Но Птице были знакомы истории-отчеты Лаборатории, и она знала, что Старику все равно не расписаться всласть – у него была в запасе лишь одна красящая лента для пишущей машинки, порядком выдохшаяся, да и бумаги всего-то пятьдесят листов осталось. Пятьдесят листов быстро подходили к концу, покрываясь пятнышками буковок с обеих сторон, и тогда Старик возвращался к началу – и все повторял, отпечатывая тот же самый текст поверх уже проделанной работы.
– Видишь ли, красавица моя Айседора, – сказал он, – это способ запечатлеть все это в моей голове. Я печатаю историю, чтобы разучить ее хорошенько, и если я никогда не найду больше бумаги, все равно она будет надежно отпечатана в моей голове. Когда-нибудь, видит бог, я запишу ее так, как надо, набело – и тогда моя история будет вечна.

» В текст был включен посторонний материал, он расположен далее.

PR #2669, opened 2021-11-02
Spike package to centralize Particular Service Platform connection

mikeminutillo:
This is a package that allows setting up all plugins to connect an NServiceBus endpoint to the Particular Service Platform.

In practice it looks like this:

```csharp
var json = File.ReadAllText(pathToPlatformConnection);
var servicePlatformConnection = ServicePlatformConnectionConfiguration.Parse(json);
endpointConfiguration.ConnectToServicePlatform(servicePlatformConnection);
```

The file contains json and looks like this:

```json
{
  "AuditQueue": "myAuditQueue",
  "ErrorQueue": "myErrorQueue",
  "Heartbeats": {
    "HeartbeatQueue": "serviceControlHeartbeatsQueue", 
    "Frequency": "00:00:30",
    "TimeToLive": "00:02:00"
  },
  "CustomChecks": {
    "CustomChecksQueue": "serviceControlCustomChecksQueue",
    "TimeToLive": "00:02:00"
  },
  "SagaAudit": {
    "SagaAuditQueue": "serviceControlSagaAuditQueue"
  },
  "Metrics": {
    "MetricsQueue": "serviceControlMetricsQueue",
    "Interval": "00:00:10",
    "TimeToBeReceived": "00:05:00",
    "InstanceId": "MyInstanceId"
  }
}
```

Alternatively, the connection can be configured manually:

Но Айседора полагала, что это всего-навсего помогало Старику забыться. Не бередить те воспоминания, кои он не желал хранить, но и избавиться от коих не мог. Он ведь все чаще останавливался, пытаясь припомнить подробности, которые, как она знала, должны остаться в отпечатках на бумаге, в пересекающемся бессмысленном узоре беспорядочно набросанных букв. Если бы Старик только мог оставить все-все там, на странице – был бы уже свободен от подробностей. У нее не было даже такого выхода, в ее памяти всякий миг продолжал жить, но она не завидовала Старику, потому что видела – печатная машинка не в силах помочь ему.